The book is dedicated to the memory of Steve Jobs.
Two sizes, “small” and “large”, $200 and $300 respectively.
Initial thoughts, without having seen the book:
Apple’s products deserve this sort of treatment, but part of me says someone else should have published it, not Apple. TechCrunch’s snarky headline for this book announcement is “Apple Is Releasing a Coffee Table Book About How Awesome It Is”, and I’d file that one under “It’s only funny because it’s true”. It feels like this is for Apple, not for us. And it is backward-looking, not forward-looking. It makes Apple seem insular.
There have been previous third-party attempts at this, notably Jonathan Zufi’s excellent 2013 book, Iconic. Iconic covers not only the modern era of Apple design (the 20 years covered by Apple’s book), but the entire history of Apple’s products.

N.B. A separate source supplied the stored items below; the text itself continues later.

PR #4364, opened 2019-07-02
Include inactive GAUs when creating allocations for payments. 

KietTruongSFDO:
# Critical Changes

# Changes

# Issues Closed

# New Metadata

# Deleted Metadata

### DIFF
--- a/.gitignore
+++ b/.gitignore
@@ -40,3 +40,4 @@ report.html
 robot/Cumulus/results/
 datasets/dev_org/test_data.db
 *.db
+.cci
--- a/orgs/trial.json
+++ b/orgs/trial.json
@@ -1,6 +1,6 @@
 {
   "orgName": "NPSP - Trial Org",
-  "template": "0TT1I000006uGTc",
+  "template": "0TT1I000006q2fM",
   "settings": {
     "orgPreferenceSettings": {
       "chatterEnabled": true,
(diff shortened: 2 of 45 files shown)


src/objects/Allocation__c.object
```diff
@@ -86,12 +86,23 @@
         <label>General Accounting Unit</label>
         <lookupFilter>
             <active>true</active>
+            <booleanFilter>(1 AND 2) OR 3</booleanFilter>
```
jbrandolinisf: @KietTruongSFDO - My only question on this was why was it necessary to update the Allocation object as part of this?  Is this needed?  If so, why?

jbrandolinisf: Actually, I get it...this was there to block it.  I need to review this with Pedro...just making it work with Payments, only partly fixes it.  If we cannot update the Opportunity Allocations, it will not work when it tries to finalize it.

jbrandolinisf: @pedrodalcol and I discussed this item.  We will need to do further work on this when he returns, since we will error when attempting to update the opportunity allocations for payment allocations changes (when there is an inactive GAU present), but we agreed that was a) not a reason to hold this up, and b) erroring for now, while we figure out what we really want to have happen is probably ok.

PR #4370, opened 2019-07-05
Prevent GAU/RD delete if DSO archive data exists

seanpat09:
# Critical Changes

# Changes
Prevents deletion of GAUs and RDs if they are related to ArchiveKey data in DSO
# Issues Closed

# New Metadata
Apex Classes
* GAU_TDTM.cls
* GAU_TDTM_TEST.cls
* UTIL_IntegrationGateway.cls
* UTIL_IntegrationGateway_TEST.cls

Apex Triggers
* TDTM_GeneralAccountingUnit.trigger

# Deleted Metadata


seanpat09:
**lurch: attach W-033805

LurchTheButler:
Tracking <a href="https://foundation.my.salesforce.com/a2x1E0000087vgZQAQ" target="_blank">W-033805</a>

src/classes/GAU_GeneralAccountingUnits_TDTM_TEST.cls
```diff
@@ -0,0 +1,72 @@
...
+* @author Salesforce.org
+* @date 2019
+* @group General Accounting Units
+* @description Test class for the GAU_GeneralAccountingUnits_TDTM class
+*/
+@isTest
+private with sharing class GAU_GeneralAccountingUnits_TDTM_TEST {
+    @isTest
+    private static void shouldDispatchGAUsToIntegrationGatewayOnBeforeDelete() {
+        List<General_Accounting_Unit__c> triggerOld = new List<General_Accounting_Unit__c> {
```
RadSFDeveloper: Suggestion: How about `gaus` instead `triggerOld` to indicate what the var is?

src/classes/GAU_GeneralAccountingUnits_TDTM.cls
```diff
@@ -0,0 +1,64 @@
...
+    ANY WAY OUT OF THE USE OF THIS SOFTWARE, EVEN IF ADVISED OF THE
+    POSSIBILITY OF SUCH DAMAGE.
+*/
+/**
+* @author Salesforce.org
+* @date 2019
+* @group General Accounting Units
+* @description TDTM trigger handler for General_Accounting_Unit__c
+*/
+public with sharing class GAU_GeneralAccountingUnits_TDTM extends TDTM_Runnable {
```
RadSFDeveloper: Can we rename the class to indicate the processing or just name it `GAU_TDTM` since `GeneralAccountingUnits` is expended GAU?

src/classes/RD_RecurringDonations_TEST.cls
```diff
@@ -198,8 +198,42 @@ public class RD_RecurringDonations_TEST {
         installments3 = getOpps(r2.id);
         System.assertEquals(false,installments3[0].IsDeleted, 'Record should be undeleted.');
     }
-    
-    
+
+    @isTest
+    private static void shouldDispatchRDsToIntegrationGatewayOnBeforeDelete() {
+        List<npe03__Recurring_Donation__c> triggerOld = new List<npe03__Recurring_Donation__c> {
```
RadSFDeveloper: Suggestion: `rds`, or `recurringDonations` instead of `triggerOld`?

src/classes/UTIL_IntegrationGateway.cls
```diff
@@ -0,0 +1,81 @@
...
+            if (listeners == null) {
+                listeners = new List<UTIL_IntegrationConfig>{
+                    archiveBridgeConfig
+                };
+            }
+            return listeners;
+        }
+        set;
+    }
+
```
RadSFDeveloper: ApexDoc description missing for methods in this class and other classes and tests.

src/classes/UTIL_IntegrationGateway.cls
```diff
@@ -0,0 +1,81 @@
...
+    public void handleBeforeDelete(List<SObject> triggerOld, Map<Id,SObject> triggerOldMap) {
+        Map<String, Object> params = new Map<String, Object> {
+            PARAM_TRIGGER_OLD => triggerOld,
+            PARAM_TRIGGER_OLD_MAP => triggerOldMap
```
RadSFDeveloper: Can we just pass in the `triggerOld` and remove `triggerOldMap`? Any potential issue with that?

seanpat09: I think that should be fine, the TDTM framework doesn't seem to use `trigger.oldMap` either. I will update

seanpat09:
@RadSFDeveloper I've made the requested changes, can you review again? I also ran into the issue where GAU wasn't being marked as deleted even with the custom settings set up correctly. It turned out that since the GAU trigger is new, I didn't have a `Trigger_Handler__c` record for the GAU trigger, so the code wasn't firing on before delete. When I created a new scratch org, when the default `Trigger_Handler__c` records from `TDTM_DefaultConfig.cls` created it and the validation worked

src/classes/TDTM_DefaultConfig.cls
```diff
@@ -352,6 +352,10 @@ public without sharing class TDTM_DefaultConfig {
                 Class__c = 'CRLP_Rollup_TDTM', Load_Order__c = 2, Object__c = 'npe01__OppPayment__c',
                 Trigger_Action__c = 'AfterInsert;AfterUpdate;AfterDelete;AfterUndelete'));
 
+        handlers.add(new Trigger_Handler__c(Active__c = true, Asynchronous__c = false,
```
seanpat09: @force2b @RadSFDeveloper 

Since we're adding a new trigger for GAU and `BeforeDelete` for RDs, what's the best way to make sure that customers that are already have TDTM installed get these records updated correctly? Should we query for these records in the Post Install class and update if they exist?

force2b: There is already a process for this in the `STG_InstallScript.insertTdtmDefaults()` method.

src/classes/TDTM_DefaultConfig.cls
```diff
@@ -182,7 +182,7 @@ public without sharing class TDTM_DefaultConfig {
         // RecurringDonations on RecurringDonations
         handlers.add(new Trigger_Handler__c(Active__c = true, Asynchronous__c = false,
               Class__c = 'RD_RecurringDonations_TDTM', Load_Order__c = 1, Object__c = 'npe03__Recurring_Donation__c',
-              Trigger_Action__c = 'BeforeInsert;BeforeUpdate;AfterInsert;AfterUpdate'));
+              Trigger_Action__c = 'BeforeInsert;BeforeUpdate;AfterInsert;AfterUpdate;BeforeDelete'));
```
force2b: The list of actions needs be in alphabetical order - only for the reason of how the logic that compares the defaults to the current records works.

src/classes/UTIL_IntegrationGateway.cls
```diff
@@ -0,0 +1,85 @@
...
+     * @description Passes trigger records to listener integrations
+     * @param triggerOld records that were passed to the trigger as trigger.old
+     */
+    public void handleBeforeDelete(List<SObject> triggerOld) {
+        Map<String, Object> params = new Map<String, Object> {
+            PARAM_TRIGGER_OLD => triggerOld,
+            PARAM_TRIGGER_OLD_MAP => new Map<Id, SObject>(triggerOld)
+        };
+
+        for (UTIL_IntegrationConfig listener : listeners) {
```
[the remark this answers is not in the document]
seanpat09: Good point, I didn't take that into consideration. Luckily, the bridge delegates the query to DSO, which runs in a class that has `without sharing`, so we should be good.

seanpat09:
@RadSFDeveloper @force2b I've made the requested changes, thanks again for the feedback! Let me know if there's anything else you notice

src/classes/UTIL_IntegrationGateway.cls
RadSFDeveloper: @seanpat09 , change to the `triggerOldMap` have not been done yet. Do you think the suggestion is outdated and the param is still required? Everything else looks fine. If there are changes to these params, the bridge side needs to be changed too.

seanpat09: I'm not sure how I missed this, I'll get this updated!

src/classes/UTIL_IntegrationGateway.cls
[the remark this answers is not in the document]
force2b: Perfect. Thanks for checking.

src/classes/UTIL_IntegrationGateway.cls
```diff
@@ -0,0 +1,85 @@
...
+        set;
+    }
+
+    /*******************************************************************************************************
+     * @description Passes trigger records to listener integrations
+     * @param triggerOld records that were passed to the trigger as trigger.old
+     */
+    public void handleBeforeDelete(List<SObject> triggerOld) {
+        Map<String, Object> params = new Map<String, Object> {
+            PARAM_TRIGGER_OLD => triggerOld,
```
force2b: Is it necessary to pass both the Map and the List into the method? This could send just send the map (that is all that is needed in the Bridge api method). For eventual other implementations, those methods can easily use `.values()` to get the list version. Mainly I'm just looking at reducing the size of the payload.

src/classes/UTIL_IntegrationGateway.cls
```diff
@@ -0,0 +1,81 @@
...
+        set;
+    }
+
+    /*******************************************************************************************************
+     * @description Passes trigger records to listener integrations
+     * @param triggerOld records that were passed to the trigger as trigger.old
+     */
+    public void handleBeforeDelete(List<SObject> triggerOld) {
+        Map<String, Object> params = new Map<String, Object> {
+            PARAM_TRIGGER_OLD => triggerOld
```
seanpat09: @RadSFDeveloper removed the Trigger.oldMap parameter, thanks for catching that! I also needed to change the signature in the DSO-NPSP callable API, I'll tag you in that PR  too

src/classes/UTIL_IntegrationGateway.cls
seanpat09: I ended up just using the List into the method instead so that order is preserved if needed, and it can also be converted into a map if necessary.

rponti-sforg:

For further testing information, see: https://foundation.lightning.force.com/lightning/r/agf__ADM_Work__c/a2x1E0000087vgZQAQ/view

PR #1708, opened 2020-05-25
Update serverless.md

fumiki:
I found `return error` doesn't act same as default lambdaHandler. 
I think `throw error` acts as same.


simowaer:
Function should throw not fulfill: https://docs.aws.amazon.com/lambda/latest/dg/nodejs-exceptions.html

PR #1710, opened 2020-05-26
Update serverless.md

simowaer:
A lambda function should throw not fulfill with the error. cfr: https://docs.aws.amazon.com/lambda/latest/dg/nodejs-exceptions.html


simowaer:
duplicate of https://github.com/getsentry/sentry-docs/pull/1708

Update: Also, Apple Design, a 2011 book by Friedrich von Borrie; Keep It Simple: The Early Design Years of Apple, a 2014 book by Frog Design founder Hartmut Esslinger; and AppleDesign: The Work of the Apple Industrial Design Group, an out-of-print book from 1997 by Paul Kunkel and photographer Rick English. Update 2: One more: Apple T-Shirts, a 1998 compendium of just what you think.